*** Input records ***

PR #1744, opened 2021-05-27
TECH-426: Refactor UNSAFE lifecycle

j-nguyenn:
This is my approach to refactor UNSAFE lifecycle 

1. `UNSAFE_componentWillMount` 
This  s invoked just before mounting occurs, ideally should be moved to `constructor`. In case it needs to await for a function, I use `async componentDidMount`.

2. `UNSAFE_componentWillReceiveProps`
This is more tricky and mostly depends on each case. [The official website](https://reactjs.org/blog/2018/03/27/update-on-async-rendering.html#fetching-external-data-when-props-change) suggests to use `getDerivedStateFromProps` or `componentDidUpdate` .
In our case if we want to update the state when the props change without overwriting the current state when state update, I choose to use `componentDidUpdate`.

Please suggest if you have other ideas or want a discussion.

### DIFF
--- a/src/core_modules/capture-ui/PolygonField/DeleteControl.component.js
+++ b/src/core_modules/capture-ui/PolygonField/DeleteControl.component.js
@@ -14,7 +14,7 @@ type Props = {
 
 // $FlowFixMe[prop-missing] automated comment
 class DeleteControlPlain extends MapControl<any, Props> {
-    omponentDidMount() {
+    componentDidMount() {
         const deleteControl = L.control({ position: 'topright' });
         const text = i18n.t('Delete polygon');
         const jsx = (
--- a/src/core_modules/capture-ui/PolygonField/DeleteControl.component.js
+++ b/src/core_modules/capture-ui/PolygonField/DeleteControl.component.js
@@ -14,7 +14,7 @@ type Props = {
 
 // $FlowFixMe[prop-missing] automated comment
 class DeleteControlPlain extends MapControl<any, Props> {
-    UNSAFE_componentWillMount() {
+    omponentDidMount() {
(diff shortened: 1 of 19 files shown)


src/core_modules/capture-ui/PolygonField/DeleteControl.component.js
```diff
@@ -14,7 +14,7 @@ type Props = {
 
 // $FlowFixMe[prop-missing] automated comment
 class DeleteControlPlain extends MapControl<any, Props> {
-    UNSAFE_componentWillMount() {
+    omponentDidMount() {
```
simonadomnisoru, line 17: Hey,
There is a typo with a missing `c `in this name. 
Thanks!

simonadomnisoru:
Hey @huocha,

Congrats on this PR. This kind of migration is always tricky 🙌.

I was curious what is the testing plan for the components affected by the refactoring. How can we ensure that the logic and functionality are not affected? 
Secondly, I wanted to suggest removing the rules from [eslint config ](https://github.com/dhis2/capture-app/blob/master/.eslintrc#L135) that allow the UNSAFE lifecycle in the project. 
Thank you!

simonadomnisoru:
> Hey @huocha,
> 
> Congrats on this PR. This kind of migration is always tricky 🙌.
> 
> I was curious what is the testing plan for the components affected by the refactoring. How can we ensure that the logic and functionality are not affected?
> Secondly, I wanted to suggest removing the rules from [eslint config ](https://github.com/dhis2/capture-app/blob/master/.eslintrc#L135) that allow the UNSAFE lifecycle in the project.
> Thank you!

Hey @huocha, let me know the testing/QA strategy for this refactor and I can approve the PR. Thank you!

PR #1754, opened 2021-05-31
feat: DHIS2-11236_Shared Hook for the information widgets on the enrollment dashboard

EirikHaugstulen:
This is a suggestion of how we can handle the filtering of rules returned from the `RulesEngine` for rendering in the information widgets. (Feedback, Error, Warning, Indicators) 
The hook takes the rule object from the RulesEngine as a input and returns an object of the filtered data.
Using destructuring, you can get the values directly, i.e.
`const { showError, showWarning } = useFilteredWidgetData(rules);`

I think this might increase reusability.
Thanks!


simonadomnisoru:
Hey @EirikHaugstulen, 
Great job on this PR!  I have 2 suggestions:
Firstly, I feel that the code will be clear if you move all the values for `rule.id` and `rule.type` in 2 const objects. 
Secondly, I personally prefer to use the Spread syntax to append items in an array instead of the `push` method. If you want to use it then the code can become something like this `showWarning = [...showWarning, rule];`
Let me know what is your opinion regarding these suggestions. Thanks!

EirikHaugstulen:
@simonadomnisoru Thanks, updated with the spread operator now! 
Could you elaborate a bit on what you meant with `rule.id` & `rule.type` in an object? 
Not sure I understood. Do you mean saving all values in an Array and only iterating this array? 
Thank you!

simonadomnisoru:
Hey @EirikHaugstulen, 

You compare `rule.type` with the following strings: `DISPLAYTEXT` `SHOWWARNING` `SHOWERROR` `DISPLAYKEYVALUEPAIRS` `DISPLAYTEXT` and rule.id with `general` `feedback` `indicators`. In my opinion, is clear if you move these strings to 2 `const` objects. You can see an example [here](https://github.com/dhis2/capture-app/blob/master/src/core_modules/capture-core/components/WidgetEnrollment/Status/Status.component.js#L13). 
Thanks!

EirikHaugstulen:
@simonadomnisoru Thank you for the feedback! 
I think I've implemented your changes, but be sure to let me know if I haven't.

Converting this to a draft for now as I suspect there are more features that has to be implemented.

Link to ticket: https://jira.dhis2.org/browse/DHIS2-11236

src/core_modules/capture-core/components/Pages/Enrollment/hooks.js
```diff
@@ -11,3 +21,49 @@ export const useEnrollmentInfo = (enrollmentId: string, programId: string) => {
...
+            }
+        } else if (rule.id === ruleIDs.feedback) {
+            feedback = [...feedback, rule?.displayText || rule?.displayKeyValuePair];
+        } else if (rule.id === ruleIDs.indicators) {
+            indicator = [...indicator, rule?.displayText || rule?.displayKeyValuePair];
+        }
+    });
+
+    return {
+        showWarning,
```
JoakimSM, line 64: suggestion: showWarning -> warnings, showError => errors, feedback => feedbacks, indicator => indicators

EirikHaugstulen:
Thanks, should be updated! 👍

JoakimSM (approved):
LGTM 👍

PR #1757, opened 2021-06-01
feat: DHIS2-10981_DataConversionForWidgetFeedback

EirikHaugstulen:
This PR introduces a stripped down version of the WidgetFeedback that only takes two input-parameters; "displayText" & "displayKeyValue". The component then renders the items in a list form or returns a string of no feedback. 

https://jira.dhis2.org/browse/DHIS2-10981

image


src/core_modules/capture-core/components/WidgetFeedback/WidgetFeedbackContent/WidgetFeedbackContent.js
```diff
@@ -0,0 +1,63 @@
...
+const styles = {
+    container: {
+        padding: `0px ${spacersNum.dp16}px`,
+    },
+    unorderedList: {
+        paddingLeft: '15px',
+        marginTop: '0px',
+        lineHeight: '1.375',
+        fontSize: '14px',
+        color: '#212934',
```
huocha, line 18: Hello I think this can be `colors.grey900` from dhis2-ui

src/core_modules/capture-core/components/WidgetFeedback/WidgetFeedbackContent/WidgetFeedbackContent.js
```diff
@@ -0,0 +1,63 @@
...
+    noFeedbackText: {
+        color: '#6B7280',
+        paddingLeft: '15px',
+        fontSize: '14px',
+        marginTop: '0px',
+    },
+    listItem: {
+        marginBottom: '5px',
+        '&::marker': {
+            color: '#A0ADBA',
```
huocha, line 29: this can be `colors. grey500`

src/core_modules/capture-core/components/WidgetFeedback/WidgetFeedbackContent/WidgetFeedbackContent.js
```diff
@@ -0,0 +1,63 @@
...
+const WidgetFeedbackContentComponent = ({ displayText, displayKeyValue, classes }: Props) => {
+    if ((!displayText || displayText.length <= 0) && (!displayKeyValue || displayKeyValue.length <= 0)) {
+        return <p className={classes.noFeedbackText}>{i18n.t('No feedback for this enrollment yet')}</p>;
+    }
+
+    return (
+        <div className={classes.container}>
+            <ul className={classes.unorderedList}>
+                {displayText && displayText.length > 0 ? displayText.map(item => (
+                    item.message && (
```
huocha, line 43: I prefer extract this render block into function just for readability and avoid shadow name

huocha (commented):
Great work. I add some minor comments to reuse the [colors constants](https://github.com/dhis2/ui/blob/master/packages/constants/src/colors.js) from dhis2-ui

EirikHaugstulen:
@huocha Thanks, much appreciated 👍
Implemented all changes!

src/core_modules/capture-core/components/WidgetFeedback/WidgetFeedbackContent/WidgetFeedbackContent.js
```diff
@@ -0,0 +1,73 @@
...
+        marginBottom: '5px',
+        '&::marker': {
+            color: colors.grey500,
+        },
+    },
+};
+
+
+const WidgetFeedbackContentComponent = ({ displayText, displayKeyValue, classes }: Props) => {
+    if ((!displayText || displayText.length <= 0) && (!displayKeyValue || displayKeyValue.length <= 0)) {
```
simonadomnisoru, line 37: Hey, 
I think you can use [Optional chaining ](https://developer.mozilla.org/en-US/docs/Web/JavaScript/Reference/Operators/Optional_chaining) and the code will be more clear. WDYT?
`displayText?.length <= 0 && displayKeyValue?.length <= 0`
Thanks!

src/core_modules/capture-core/components/WidgetFeedback/WidgetFeedbackContent/WidgetFeedbackContent.js
```diff
@@ -0,0 +1,73 @@
...
+        return <p className={classes.noFeedbackText}>{i18n.t('No feedback for this enrollment yet')}</p>;
+    }
+
+    const renderText = () => (
```
simonadomnisoru, line 41: You already check above for `displayText.length` and `displayKeyValue.length`, there is no need to check again inside `renderKeyValue` and `renderText`

src/core_modules/capture-core/components/WidgetFeedback/WidgetFeedbackContent/WidgetFeedbackContent.js
```diff
@@ -0,0 +1,73 @@
+// @flow
+
+import React, { type ComponentType } from 'react';
+import { spacersNum, colors } from '@dhis2/ui';
+import i18n from '@dhis2/d2-i18n';
+import { withStyles } from '@material-ui/core';
+import type { Props } from '../WidgetFeedback.types';
+
+const styles = {
```
simonadomnisoru, line 9: Hey,
Can you help me understand why you used `5px`, `14px`, `15px` instead of the [SpacerNum const ](https://ui.dhis2.nu/demo/?path=/story/using-ui-useful-constants--page)?

Thank you!

src/core_modules/capture-core/components/WidgetFeedback/WidgetFeedbackContent/WidgetFeedbackContent.js
EirikHaugstulen: Yep, definitely increased readability 👍

src/core_modules/capture-core/components/WidgetFeedback/WidgetFeedbackContent/WidgetFeedbackContent.js
EirikHaugstulen: Not to familiar with dhis/ui, but will be sure to study it in the coming days! 
I just used the pixel-sizes from the sketch-inspector. I've replaced most of them with the nearest SpacerNum-constant.
(Did not seem to work on font-sizes, but I will investigate it further)
Thanks!

simonadomnisoru (approved):

EirikHaugstulen:
Edit: changed the behavior of the widget to only take one prop as input. This prop is an Array of either string, object with id&message, or an object with id, key and value. 
I think this would both increase reusability and make it easier to use. 
This content-component will also be used in the indicator-widget.

EirikHaugstulen:
Added feature: After discussion with Markus and Joakim, we spoke about why we could not hide the feedback-widget if there were no messages to be displayed. Markus introduced a use case where the feedback widget would be used to display essential health data about a patient (Allergies, medicine and so on). If we removed the feedback widget entirely, this would raise the question if there really are no feedbacks or if the end user just could not find it. 
The solution to this is that we check whether there are `Program Rule Actions` that can potentially result in a displayed message in the feedback widget. If there are no such action, we can assume that the widget is not particularly important, and therefore hide it from the dashboard, saving space.

src/core_modules/capture-core/components/WidgetFeedback/WidgetFeedback.types.js
```diff
@@ -1,5 +1,23 @@
 // @flow
 
+export type filteredText = {|
```
JoakimSM, line 3: I suggest we use PascalCase for the type declarations (FilteredText)

src/core_modules/capture-core/components/WidgetFeedback/WidgetFeedbackContent/WidgetFeedbackContent.js
```diff
@@ -0,0 +1,89 @@
...
+        '&::marker': {
+            color: colors.grey500,
+        },
+    },
+};
+
+
+const WidgetFeedbackContentComponent = ({ widgetData, classes }: contentType) => {
+    if (!widgetData?.length) {
+        return <p data-test={'widget-content'} className={classes.noFeedbackText}>{i18n.t('No feedback for this enrollment yet')}</p>;
```
JoakimSM, line 38: I think we must pass in this emptyText to the component (will be another text when we're looking at one specific event)

JoakimSM (commented):
Thanks @EirikHaugstulen. Looks pretty good 👍 . Some comments that I hope you can look into.

src/core_modules/capture-core/components/Pages/Enrollment/EnrollmentPageDefault/EnrollmentPageDefault.container.js
```diff
@@ -39,14 +40,22 @@ export const EnrollmentPageDefault = () => {
...
     useEffect(() => {
         const effects = runRulesForEnrollment({ orgUnit, program, programMetadata, enrollment, attributes });
         if (effects) {
+            // $FlowFixMe
             setRuleEffects(effects);
         }
+        const flattenedRuleActionLocations = program.programRules.map(item => item.programRuleActions
+            .map(rule => rule.location || null))
+            .flat();
+        setHideFeedbackWidget(!flattenedRuleActionLocations.includes('feedback'));
```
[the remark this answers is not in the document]
EirikHaugstulen: Yup, thanks!

src/core_modules/capture-core/components/WidgetFeedback/WidgetFeedback.types.js
EirikHaugstulen: Sorry, didn't know. Thanks for enlightening me 👍

JoakimSM (approved):
Thanks @EirikHaugstulen , Looks good 👍

PR #1771, opened 2021-06-02
feat: DHIS2-11044_ErrorWidget

EirikHaugstulen:
This PR is a suggestion of how to use the `WidgetErrorAndWarningContent`-component to render the error & widget-content. 
The widget takes array of either strings or objects and a type.
The content-component will then return the list with styling based on the input given.

https://jira.dhis2.org/browse/DHIS2-11044

image
image

Important edit!
This PR is heavily dependent on:
[DHIS2-10981](https://github.com/dhis2/capture-app/pull/1757)


src/core_modules/capture-core/components/WidgetFeedback/WidgetFeedback.component.js
```diff
@@ -1,23 +1,29 @@
...
+
+export const WidgetFeedback = ({ feedback, emptyText }: Props) => {
+    const [openStatus, setOpenStatus] = useState(true);
 
-export const WidgetFeedback = ({ className }: Props) => {
-    const [openStatus, setOpenStatus] = useState(false);
     return (
         <div
-            className={className}
+            data-test={'feedback-widget'}
```
simonadomnisoru, line 13: Hey, there is no need to wrap the data test id inside the `{ }`. Thanks!

EirikHaugstulen: Thanks, updated it in the [Indicator-PR](https://github.com/dhis2/capture-app/pull/1831) 👍

simonadomnisoru (approved):

src/core_modules/capture-core/components/WidgetErrorAndWarning/content/WidgetErrorAndWarningContent.types.js
```diff
@@ -0,0 +1,20 @@
+// @flow
+import type { Rule, RuleObject } from '../WidgetError/WidgetError.types';
```
JoakimSM, line 2: 1. I would define these types here instead of importing from WidgetError (and import the types defined here in WidgetError, so, the other way around)
2. I would change the naming here. The data that are passed in to the Widgets doesn't have to come from the rules engine and is really just a collection of messages (errors or warnings).

src/core_modules/capture-core/components/Pages/Enrollment/EnrollmentPageDefault/EnrollmentPageDefault.types.js
```diff
@@ -13,6 +13,7 @@ export type Props = {|
     widgetEffects: ?Object,
     hideWidgets: HideWidgets,
     onDelete: () => void,
+    widgetEffects: Object,
```
JoakimSM, line 16: maybe the structure here can be imported from somewhere?

src/core_modules/capture-core/components/Pages/Enrollment/EnrollmentPageDefault/EnrollmentPageDefault.component.js
```diff
@@ -50,6 +51,7 @@ export const EnrollmentPageDefaultPlain = ({
                 <WidgetStagesAndEvents stages={program.stages} />
             </div>
             <div className={classes.rightColumn}>
+                <WidgetError error={widgetEffects?.errors} />
```
JoakimSM, line 54: I would suggest we hide this if there are no error effects at the moment. `widgetEffects?.errors && <WidgetError..`

JoakimSM (commented):
Thanks @EirikHaugstulen. Looks quite good. Couple of comments.

src/core_modules/capture-core/components/Pages/Enrollment/EnrollmentPageDefault/EnrollmentPageDefault.component.js
EirikHaugstulen: So remove the hiding-logic from inside the component? Or do we still keep that on as a fallback if the widget is used elsewhere?

JoakimSM: Lets keep your suggested logic (discussed in meeting)

PR #1774, opened 2021-06-04
chore: temporary remove flaky locked selector tests

JoakimSM:
Let's temporary remove these flaky tests until the locked selector is refactored here: https://jira.dhis2.org/browse/TECH-580


simonadomnisoru (approved):
Great idea!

*** End of Input records ***

Work order
Across the data, find each line that has "functionality" in it and copy that line.

Exercise solution
I was curious what is the testing plan for the components affected by the refactoring. How can we ensure that the logic and functionality are not affected? 
> I was curious what is the testing plan for the components affected by the refactoring. How can we ensure that the logic and functionality are not affected?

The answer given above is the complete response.